Deal: Cablecom's debt-for-equity swap
Size: SFr3.8 billion ($3 billion)
Adviser: Goldman Sachs
Date: November 13 2003
Various US investors have made their presence felt in Europe by buying into distressed debt there in the past three years. But how much more impact might they have if they started teaming up and acting together?
That was what happened in November when Apollo Management, Soros Private Equity Partners and Goldman Sachs Capital Partners took control of Swiss cable TV company Cablecom.
Frosty response
Cablecom supplies cable services to about 1.5 million households and employs 1,300 people. All three investors had been buying Cablecom's debt as it struggled with a high level of borrowing. During 2002, Cablecom worked with a group of 38 banks to restructure its SFr3.8 billion ($3 billion) of bank debt, which was almost fully drawn.
By February 2003, with some banks nursing substantial losses, a deal was struck whereby some of the existing debt would be written down and each bank would get a chunk of Cablecom's equity.
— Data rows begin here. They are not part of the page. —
PR #399, opened 2021-04-26
Datacopy fix

blieusong:
- Replaced all `SET FMTONLY` by `select top 0` (at least this works with minimal changes to the code)
- Implemented a dirty fix to handle `varchar` better in **tds_get_column_declaration**
- better handling of `(n)varchar` and `(n)char` (still buggy on MSSQL)
- fixed `varchar` handling in bcp


src/apps/datacopy.c
```diff
@@ -411,7 +411,7 @@ create_target_table(char *sobjname, char *owner, char *dobjname, DBPROCESS * dbs
 	DBINT num_cols;
 	DBCOL2 colinfo;
 
-	sprintf(ls_command, "SET FMTONLY ON select * from %s SET FMTONLY OFF", sobjname);
+	sprintf(ls_command, "select top 0 * from %s", sobjname);
```
freddy77, line 414: why not using the more classic `select * from <table> where 0=1` ?

src/apps/datacopy.c
```diff
@@ -445,11 +445,8 @@ create_target_table(char *sobjname, char *owner, char *dobjname, DBPROCESS * dbs
 
 		strlcat(ls_command, colinfo.ServerTypeDeclaration, sizeof(ls_command));
 
-		if (colinfo.Null == TRUE) {
-			strlcat(ls_command, " NULL", sizeof(ls_command));
-		} else {
-			strlcat(ls_command, " NOT NULL", sizeof(ls_command));
-		}
+		strlcat(ls_command, (colinfo.Identity == TRUE) ? " IDENTITY" : " ", sizeof(ls_command));
+		strlcat(ls_command, (colinfo.Null == TRUE) ? " NULL" : " NOT NULL", sizeof(ls_command));
```
freddy77, line 449: Not a regression but I would avoid checking `<bool> == TRUE` and just use `<bool>` or `!!<bool>` if you really want the expression to be bool

src/tds/query.c
```diff
@@ -728,12 +728,48 @@ tds_get_column_declaration(TDSSOCKET * tds, TDSCOLUMN * curcol, char *out)
 	size = tds_fix_column_size(tds, curcol);
 
 	switch (tds_get_conversion_type(curcol->on_server.column_type, curcol->on_server.column_size)) {
-	case XSYBCHAR:
+	case XSYBCHAR: //same as SYBLONGCHAR
+		if (!IS_TDS7_PLUS(tds->conn)) { //SYBLONGCHAR
```
freddy77, line 732: I think this would be better to be `IS_TDS50(tds->conn)`.

src/tds/query.c
```diff
@@ -728,12 +728,48 @@ tds_get_column_declaration(TDSSOCKET * tds, TDSCOLUMN * curcol, char *out)
...
+			switch (curcol->column_usertype) { // dirty temporary hack
```
freddy77, line 733: Please don't use C++ style comments. Although all modern C compilers should support it it's not uncommon that someone use very old limited compilers.

src/tds/query.c
```diff
@@ -728,12 +728,48 @@ tds_get_column_declaration(TDSSOCKET * tds, TDSCOLUMN * curcol, char *out)
...
+				fmt = "CHAR(%u)";
+				break;
+			}
+		}
 		break;
 	case SYBVARCHAR:
-	case XSYBVARCHAR:
+		if (!IS_TDS7_PLUS(tds->conn) && curcol->column_usertype == 25) {
+			if (curcol->column_varint_size == 8)
+				fmt = "NVARCHAR(MAX)";
```
freddy77, line 767: I don't think Sybase supports `nvarchar(max)`

src/tds/bulk.c
```diff
@@ -138,7 +138,17 @@ tds_bcp_init(TDSSOCKET *tds, TDSBCPINFO *bcpinfo)
 		 * Or, see if the "lower" part is unused (and zeroed out) at this point, and just do one assignment.
 		 */
 		curcol->funcs = resinfo->columns[i]->funcs;
-		curcol->column_type = resinfo->columns[i]->column_type;
+		/* I believe the whole behaviour of figuring the column type out of column_type is flawed. It should
+		 * be based (at least partially!) on column_usertype (I haven't read documentation but that's from 
+		 * trials and error and the content of systypes table). The below is a dirty hack.
+		 * usertype = 2 > VARCHAR. 25 > NVARCHAR
+		 */
+		if ((resinfo->columns[i]->column_type == SYBCHAR) &&
```
freddy77, line 146: I think this part of the series makes AppVeyor failing pretty bad. I don't really like the same structure to have 2 semantics based on the usage.

src/apps/datacopy.c
blieusong: Because it works fine (on Sybase and MSSQL). What you propose is ANSI compliant (was this your point?), but I'm not sure that's something very important here (we're on Free**TDS** after all).

src/apps/datacopy.c
blieusong: Will fix. Thanks.

src/tds/query.c
blieusong: I agree. Thanks.

src/tds/query.c
blieusong: OK.

src/tds/query.c
blieusong: To be honest I haven't tested that part of the code, and just replicated similar portion. It's that a case which can't occur (col varint size = 8), I can remove it. Or I can default to 32767?

src/tds/bulk.c
blieusong: I'm not sure what you mean and what to do of ur review here... if you are questioning the enum, I agree (two enum for the same value is dirty). Do you propose to split in two? One Sybase enum and another MSSQL enum? I would agree, but maybe one thing at a time? I would also add an enum for the user type which isn't properly handled by FreeTDS as far as I can tell (I haven't fully checked on MSSQL, but it seems to be more of a Sybase issue)

fziglio: I think that this hunk should be removed, the function is just copying a structure, and it should not changing it while copying to simplify another part of the code. About the enum, yes, it became a bit a problem. They are not 2 enums, originally there were not overlapping, then code and versions got forked, so there are some common values, then MS only numbers and Sybase only numbers which, accidentally are now overlapping. The `column_type` (and actually to confuse even move there's a `on_server.column_type`) is the "wire" type which describe how the data is encoded in the protocol. There's also (as you discovered) a `column_usertype` which better describe the type at the user level. For instance the `timestamp` type and `binary` type has the same `column_type` but different `column_usertype`. I think in MS `varchar` and `nvarchar` has different `on_server.column_type` so there should be no problem there. About Sybase probably you are right.

src/tds/query.c
fziglio: Sybase does not support `varchar(max)` or, which is similar (there's also `varbinary(max)`), `column_varint_size` == 8.

src/apps/datacopy.c
fziglio: More than ANSI I think very old MSSQL/ASE databases does not support `TOP` (not sure about ASA either). But as far as I know they should support `SET FMTONLY`.

blieusong: Make sens. It's a free and safe change anyways, so I will do it too. And yes, I remember `select top` was introduced in Sybase 15 (I think?).

src/tds/bulk.c
blieusong: What part exactly would you want removed? If I remove that chunk, the bulk copy won't work.

I do agree that the historic led to that complicated situation.

Surely the code should be rewritten, like separate enum, or even separate functions for each flavor of TDS (I can see it is already done for some functions, but the principle could be expanded). I'm willing to give it a shot, but I don't think it should be on that specific PR. 

I would advocate for incremental approach here, and a rewrite later. Plus, that would give me time to get used to the FreeTDS code (Not that I should be the one rewriting it, but since I'm the one complaining, I'm willing to do it if necessary).

freddy77: I think the error should be fixed in another place. If code is not able to recreate the same type as it was it should be fixed in the code that declare the type, if the code is not able to insert that type of column it should be fixed in the code that insert data. As you said that field is already confusing, adding more meaning to it won't surely improving the situation.

The fact that a `column_type` (and not `on_server.column_type`) solves a problem is already an indication that something at some other level is broken.

Which specific data type are you not able to copy? Is it a copy from different databases (like from Sybase to MSSQL) or just Sybase to Sybase?

About a new enumeration. Do you have an idea of what it should represent? Should they values be independent on type representation? Should be more database "friendly" taking into consideration usertype but not, for instance, if the type is short or long (so having 2 different representation on the row)? Another solution would be possibly to remove it and use just the `on_server` version. On a similar issue there's a function called `tds_get_conversion_type` which `removes` nullable types. Another thing to consider is that dblib is returning a similar enumeration (but reduced and somehow simplified like XML will became a TEXT or not distinguishing between VARCHAR and NVARCHAR). I think this enumeration would be better to be addressed outside the scope of this PR. I would like to prepare a new release shortly, surely this enumeration change won't be there.

fziglio:
I was forgetting. There's a `--enable-extra-checks` options that helps testing internal structures consistencies. Surely not to enable in production but it does a great job, many mistakes are catch when this option is turned on.

src/apps/datacopy.c
blieusong: @freddy77 any reason why Null is a BYTE and not a BOOL?

fziglio: The definition of the original structure came from Microsoft. Possibly they did this decision to save some bytes.

blieusong: In that case I'd keep the `<bool> == TRUE` for the sake of consistency. What do you think ? Would feel weird to see

```c
strlcat(ls_command, (colinfo.Identity) ? " IDENTITY" : " ", sizeof(ls_command));
strlcat(ls_command, (colinfo.Null == TRUE) ? " NULL" : " NOT NULL", sizeof(ls_command));
```

Also to be honest, I've never liked if(value) because `if` treats *any* no zero value to true. `== TRUE` is safer in that regard.

src/tds/bulk.c
blieusong: The reason I fix here *at the moment* is that I'm not sure FreeTDS handle **usertype** correctly. I really don't want to embark on a too long journey and leave that bcp function broken atm. That's up to you. I can already check for a longer term fix (it was my plan anyways), but I would be sad to leave something which doesn't work for Sybase. Thinking about it, many graphical clients which rely on jTDS (and thus, FreeTDS) all display wrong information because of that. dbVisualizer, dBeaver, and probably all of them...

From my tests, it is impossible to guess the column type based on the `on_server` type. It's a surjective transformation where both char and varchar give a XSYBCHAR on the server. So if you start from XSYBCHAR, you are stuck.

I think we should have an enumeration for usertype. One for Sybase and one for MSSQL.

I cannot copy data from Sybase to Sybase (I now forgot my test case...). Maybe I'll continue this discussion on the issue I opened because this is getting quite cluttered now. I will describe my tests in detail there.

blieusong: Also, sorry for my slow replies. I'm unexpectedly busy at work and at home. Hope I can help more soon enough.

src/apps/datacopy.c
blieusong: Fixed.

src/tds/query.c
blieusong: Fixed

src/tds/query.c
blieusong: Fixed

src/apps/datacopy.c
blieusong: I propose not to change that one for the reasons mentioned above.

src/tds/query.c
blieusong: Indeed. Sybase (var)char max length is 16384 (or apparently 16296 depending on pagesize and table lock scheme). I'm not quite sure how to handle this. 

My little book says that this value can be retrieved with **dbcc serverlimits** but that would give a database level limit... also, not everyone can execute **dbcc**.

Is that information carried over by TDS by any chance to your knowledge? I would be surprised if it is.

Should I just stick to 16296?

blieusong:
Hi,

I made some other fixes (not even yet commited) but i'm still strugling with `n(var)char` handling. Freetds doesn't seem to get the datatype length right, at least on Sybase. 

For example if the server charset is utf8, a `NCHAR(300)` is understood as a `NCHAR(900)` because the size of the column is recorded as 900.

I have found that we could get back to the 300 if we take into account the value of `@@ncharsize`.

How would you implement it? I propose that we get the value of `@@ncharsize` just after the connection is established and store it in `struct tds_dblib_dbprocess`.

My guess is that this applies as well to `uni(var)char` types with  `@@unicharsize`.

fziglio:
Let's try doing this step by step. The patch is doing multiple changes. The devcontainer is not strictly related to `datacopy`. The select change can go in a separate commit that we already agree on. The unittests has to pass so we (you and/or me) need to find why they are failing. The main part I think is detecting the exact database type. One issue is that column_type is not enough and we need to consider the usertype (the column_type mainly tells how the data is encoded in the network, not the specific type used in the database). The other, on your last comment, is the length of the type.

The length stored in DBLibrary, as you realized, is not the database length. The reason is that DBLibrary had no concept of Unicode and all lengths are byte lengths. So FreeTDS is converting characters to client charset adjusting length and encoding (nowadays usually converting everything to UTF-8). This is good but for UTF-16 is get the by-3 multiplication you are seeing (note that factor could potentially change depending on client and server/data settings). `@@ncharsize` and `@@unicharsize` are server detail, here we are dealing with client/library details. I don't know if there's a way in DBLibrary (FreeTDS one!) to disable these adjustments. ODBC, to compare, has the support for Unicode and you can get different length for a single column (length in byte, length in characters and database length).

blieusong:
Hi,

The dev container part is in another PR.

As for doing this step by step yes I agree on that. 

I will commit and push the code which handles the longvarchar type from sybase ASE and TDS 5.

As for the ˋ@@ncharsize` issue, I'll check how ˋdbcollen` behave on the official sybase DBlib. If it returns the length in bytes then we needn't fix freetds' implementation and I will submit a fix on datacopy itself. If it returns the number of char on the other hand, we'll have to do something.

fziglio:
Superseded, see `master` branch.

But Apollo, Soros, and Goldman, as investors in sub-par debt, thought that Cablecom would have problems servicing what would be left of its debt, which even after the proposed write-down would have been more than SFr2 billion. Rather than consent to the deal and wait for an inevitable second restructuring, they formed a contractual consortium and, early in March, started pushing for a deal of their own.
"When Soros tried to approach the banks on its own, it got a pretty frosty response," says one observer. "But when this block of investors joined forces and attained critical mass, they had leverage over the banks."
The US investors, advised by an investment banking team from Goldman Sachs, were looking for what they saw as a reasonable valuation of Cablecom and, ultimately, for control of the company.
"We bargained for a number of things that were quite hard," says Christopher Hall, a partner at Latham & Watkins and one of the consortium's legal advisers. The consortium asked for – and eventually got – a debt reduction of 60%, in return for which the debt holders would get over 95% of Cablecom's equity. Cablecom's capital structure was overhauled, with its bank facility repackaged into three tranches: SFr1.3 billion of senior debt, SFr400,000 of slightly junior debt, and SFr200,000 of equity.
"We almost converted the debt into an acquisition finance structure," says Erik Dahl, a partner at Kirkland & Ellis, legal advisers to Soros Capital Partners. "We tried to work out a reasonable leverage ratio based on a multiple of ebitda, and to get the capital structure right from an interest service perspective but also so that it rewarded each tranche of debt with the right return."
Despite holding less than 50% of Cablecom's debt, the consortium took control by receiving a disproportionately high allocation of the equity and the second tranche of debt and a lower proportion of senior debt.
Executing the deal was difficult and tense. Under Swiss law, non-qualifying lenders (NQLs) – that is, debt holders who don't hold a banking licence – can incur large tax losses when they take positions in debt facilities. Because the swap needed 100% creditor consent, the consortium's advisers had to structure a repackaging vehicle that allowed around 30 of the consortium's fellow NQL investors to have a say in the process. This multi-issuance restructuring vehicle, Signum Ltd, is a party to Cablecom's credit agreement and represents the NQLs' interests through an agent's vote.
The consent of all the creditors was vital because the alternative to a negotiated deal – putting Cablecom through a formal Swiss insolvency proceeding known as a moratorium – would have crystallized the banks' credit losses and disrupted Cablecom's services to its customers. "The Swiss bankruptcy process is draconian," says Dahl at Kirkland & Ellis.
Personal liability
But keeping a Swiss company out of the moratorium process is tough because, when a company is over-indebted under Swiss law, directors become personally liable for creditors' losses prior to the moratorium. So Cablecom's board had an interest in getting the company into formal proceedings as early as possible.
"This deal should act as an advertising banner for the need for uniform, rehabilitative insolvency laws in Europe," says Latham & Watkins' Hall. "They have had that in the US for 25 years."
If the consortium had leverage, it used it "skilfully and honestly", according to one party. The group had originally bought Cablecom's debt at around 40 cents on the dollar. Immediately before the debt was converted into the new three-tier structure, it was trading back up in the mid-to-high 70s. "That's remarkable, and helped keep everyone's eyes on the finishing line," says Hall.
In the long term, Cablecom may be remembered as the deal that saw the debut of a new breed of US player in European restructurings – a hybrid of distressed-debt and private- equity investors.